### Problem:
Scan the listing below. Copy each line that contains "ignore".

::::

PR #3421, opened 2022-05-12
Make it possible to reply (or create a discussion) with another post type than `comment`

iPurpl3x:
Nothing breaking, just added the possibility to handle a `type` attribute coming from an API call to either create a discussion or reply to one. When the `type` attribute is provided, the according post model is used to create the post. This makes it possible to start a discussion with a post that is not of type `comment`. 

Obviously the custom type need to be registered using the `Post` extender and the `reply()` method needs to be implemented with the same parameters as for the `reply()` method of the `CommentPost` model.

When no `type` is found, the post will be considered as a `comment` by default.

Nothing is broken, the new ability to create a post with a custom type works as expected.

**Necessity**

**Confirmed**

### DIFF
--- a/framework/core/src/Post/Command/PostReplyHandler.php
+++ b/framework/core/src/Post/Command/PostReplyHandler.php
@@ -15,6 +15,7 @@ use Flarum\Foundation\DispatchEventsTrait;
 use Flarum\Notification\NotificationSyncer;
 use Flarum\Post\CommentPost;
 use Flarum\Post\Event\Saving;
+use Flarum\Post\Post;
 use Flarum\Post\PostValidator;
 use Illuminate\Contracts\Events\Dispatcher;
 use Illuminate\Support\Arr;
@@ -78,10 +79,16 @@ class PostReplyHandler
             $actor->assertCan('reply', $discussion);
         }
 
+        // Get the post type from the query data. When none is provided, we'll
+        // assume it's a comment.
+        $type = Arr::get($command->data, 'attributes.type', 'comment');
+        // Get the post model class that should be used to create it.
+        $postModel = Post::getModels()[$type];
+
         // Create a new Post entity, persist it, and dispatch domain events.
         // Before persistence, though, fire an event to give plugins an
         // opportunity to alter the post entity based on data in the command.
-        $post = CommentPost::reply(
+        $post = $postModel::reply(
             $discussion->id,
             Arr::get($command->data, 'attributes.content'),
             $actor->id,


framework/core/src/Post/Command/PostReplyHandler.php
```diff
@@ -78,10 +79,16 @@ public function handle(PostReply $command)
             $actor->assertCan('reply', $discussion);
         }
 
+        // Get the post type from the query data. When none is provided, we'll
+        // assume it's a comment.
+        $type = Arr::get($command->data, 'attributes.type', 'comment');
+        // Get the post model class that should be used to create it.
+        $postModel = Post::getModels()[$type];
```
askvortsov1, line 86: I wonder if this should be tied to some security / permissions model? I could envision someone using a custom API client to create post types that should only be allowed by the system.

framework/core/src/Post/Command/PostReplyHandler.php
```diff
@@ -78,10 +79,16 @@ public function handle(PostReply $command)
...
+
         // Create a new Post entity, persist it, and dispatch domain events.
         // Before persistence, though, fire an event to give plugins an
         // opportunity to alter the post entity based on data in the command.
-        $post = CommentPost::reply(
+        $post = $postModel::reply(
```
askvortsov1, line 91: Not all post models will have this interface for the `reply` method, so this isn't structurally sound.

askvortsov1 (changes requested):
I like the idea in theory, but I think we might need a bit more complicated approach, due to reasons I point out in comments below.

clarkwinkelmann (changes requested):
At the very least it needs more error handing.

Line 86 will throw a PHP array access warning if the key doesn't exist.

Line 91 will throw a 500 error if the method doesn't exist. Checking for an interface could be a solution.

I think both permission and validation could be achieved with a single interface. The interface could be called something like "text repliable (via API?)" But interface cannot be for static methods if I remember correctly? That's not a deal breaker, the method could be moved to non-static and the model instantiated before call.

I do have some concerns for other extensions as well. If an extension extends the `Post\Saving` event. would it be supposed to handle those posts like if they were instances of `CommentPost` ? Since many extensions have logic explicitely for `CommentPost`, setting a different type here might bypass a lot of logic from other extensions, which could be intentional but also not, depending on the use case.

This looks like something an extension could implement relatively easily, use `Saving` event and look for a specific `type` value in payload, otherwise ignore. Does having it core really make anything easier? If any of those special types has special handling, the `Saving` event will have to be used anyway.

luceos:
Moved to a roadmap, continuous effort task. We have some ideas on how to approach this, but we first need to decide on the best path forward and then draft a technical plan for implementation.

PR #3432, opened 2022-05-20
fix(mentions): post mentions with deleted author not rendering

### LINKED ISSUE #3427: Cannot mention post with deleted author
## Bug Report

**Current Behavior**
If you try mentioning a post whose author is [deleted], the preview will render correctly, but after saving the mention will stay as plain text.

**Steps to Reproduce**
1. Create post and delete author, either by deleting the user or setting `user_id` null in the database
2. Use reply button or `@` syntax to mention the post with deleted author
3. Preview shows mention as expected
4. Submit post
5. Final post doesn't contain mention

**Expected Behavior**
It should be possible to mention those posts. In fact it works fine if the author is deleted after the reply is created. But if the reply is created afterwards, it doesn't work.

**Screenshots**
Preview:
image
Submitted:
image

**Environment**
- Flarum version: 1.2.1, likely still in 1.3.0 because the master code still contains the issue right now

**Possible Solution**
The problem is in https://github.com/flarum/framework/blob/471947dfa78743f9feefd775346103f4d930dd07/extensions/mentions/src/ConfigureMentions.php#L124-L135 which only saves a mention if both the post and author exist.

I think we should just move `$tag->setAttribute('displayname', $post->user->display_name);` to a separate `if( $post->user)`. Not sure if we should put a different default value for `displayname`. Its value will already be set to `[deleted]` in `Formatter/FormatPostMentions` anyway.

The preview JavaScript code doesn't have that limitation https://github.com/flarum/framework/blob/471947dfa78743f9feefd775346103f4d930dd07/extensions/mentions/js/src/forum/utils/textFormatter.js#L23-L33

SychO9:
**Fixes #3427**

The issue details the problem and solution very well.
Remember to clear the cache when testing locally.

**Necessity**

**Confirmed**

### DIFF
--- a/extensions/mentions/src/ConfigureMentions.php
+++ b/extensions/mentions/src/ConfigureMentions.php
@@ -125,10 +125,13 @@ class ConfigureMentions
     {
         $post = CommentPost::find($tag->getAttribute('id'));
 
-        if ($post && $post->user) {
+        if ($post) {
             $tag->setAttribute('discussionid', (int) $post->discussion_id);
             $tag->setAttribute('number', (int) $post->number);
-            $tag->setAttribute('displayname', $post->user->display_name);
+
+            if ($post->user) {
+                $tag->setAttribute('displayname', $post->user->display_name);
+            }
 
             return true;
         }


askvortsov1 (approved):
Makes sense, having this logic separated is cleaner.

davwheat (approved):

PR #3434, opened 2022-05-20
docs: ItemList set methods throw errors when keys are not present

davwheat:

- Corrects errors in TSDoc annotations of ItemList

N/A

**Necessity**

**Confirmed**

### DIFF
--- a/framework/core/js/src/common/utils/ItemList.ts
+++ b/framework/core/js/src/common/utils/ItemList.ts
@@ -127,7 +127,7 @@ export default class ItemList<T> {
   /**
    * Replaces an item's content, if the provided item key exists.
    *
-   * If the provided `key` is not present, nothing will happen.
+   * If the provided `key` is not present, an error will be thrown.
    *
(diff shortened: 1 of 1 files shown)


SychO9 (approved):

imorland:
I'm personally in two minds about this.

I've been using these methods on the assumption that the docs are correct 🙈 , so part of me says that in the year that this has been released, the core behaviour should match the docs.

On the other side, throwing an error is helpful for tracking down typo's, etc

Thinking a while... 🤔

davwheat:
I mean we *could* ignore missing keys in prod, and error in dev?

askvortsov1 (approved):

askvortsov1:
> I mean we _could_ ignore missing keys in prod, and error in dev?

I believe we have a helper for this?

davwheat:
> I believe we have a helper for this?

Indeed we do! It's just a case of if it's worthwhile doing so.

PR #3439, opened 2022-05-23
fix: settings extender working only with first instances

### LINKED ISSUE #3438: Default settings values are not returned
## Bug Report

**Current Behavior**
When calling `$settings->get('some-key-that-is-not-already-in-the-database')`, having already defined a default value in an extensions' `extend.php`, the value returned is `null`

**Steps to Reproduce**
- In `extend.php`
```php
new (Extend\Settings())
  ->default('some-key-that-is-not-already-in-the-database', 'my-default-value'),
  ```
  - Call that settings key
  ```php
 $settings->get('some-key-that-is-not-already-in-the-database')
  ```
  - Notice the value is `null`

**Expected Behavior**
The default value as defined in `extend.php` should be returned.

**Environment**
- Flarum version: 1.3
- Website URL: local
- Webserver: n/a
- Hosting environment: n/a
- PHP version: 8.0.13
- Browser: n/a

**Additional Context**

SychO9:
**Fixes #3438**

This was an oversight, after extending the container binding it wasn't returned.
The extender still worked, but only partially, it didn't register all defaults. I'm not entirely sure yet how that even worked before.
I have tweaked the tests to catch this.

**Necessity**

**Confirmed**

### DIFF
--- a/framework/core/src/Extend/Settings.php
+++ b/framework/core/src/Extend/Settings.php
@@ -95,6 +95,8 @@ class Settings implements ExtenderInterface
 
                     $defaults->put($key, $value);
                 }
+
+                return $defaults;
             });
         }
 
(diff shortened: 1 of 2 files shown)


imorland (approved):

imorland:
Confirmed working! Thank you @SychO9

davwheat (approved):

::::

### Written reply:
This looks like something an extension could implement relatively easily, use `Saving` event and look for a specific `type` value in payload, otherwise ignore. Does having it core really make anything easier? If any of those special types has special handling, the `Saving` event will have to be used anyway.
I mean we *could* ignore missing keys in prod, and error in dev?
> I mean we _could_ ignore missing keys in prod, and error in dev?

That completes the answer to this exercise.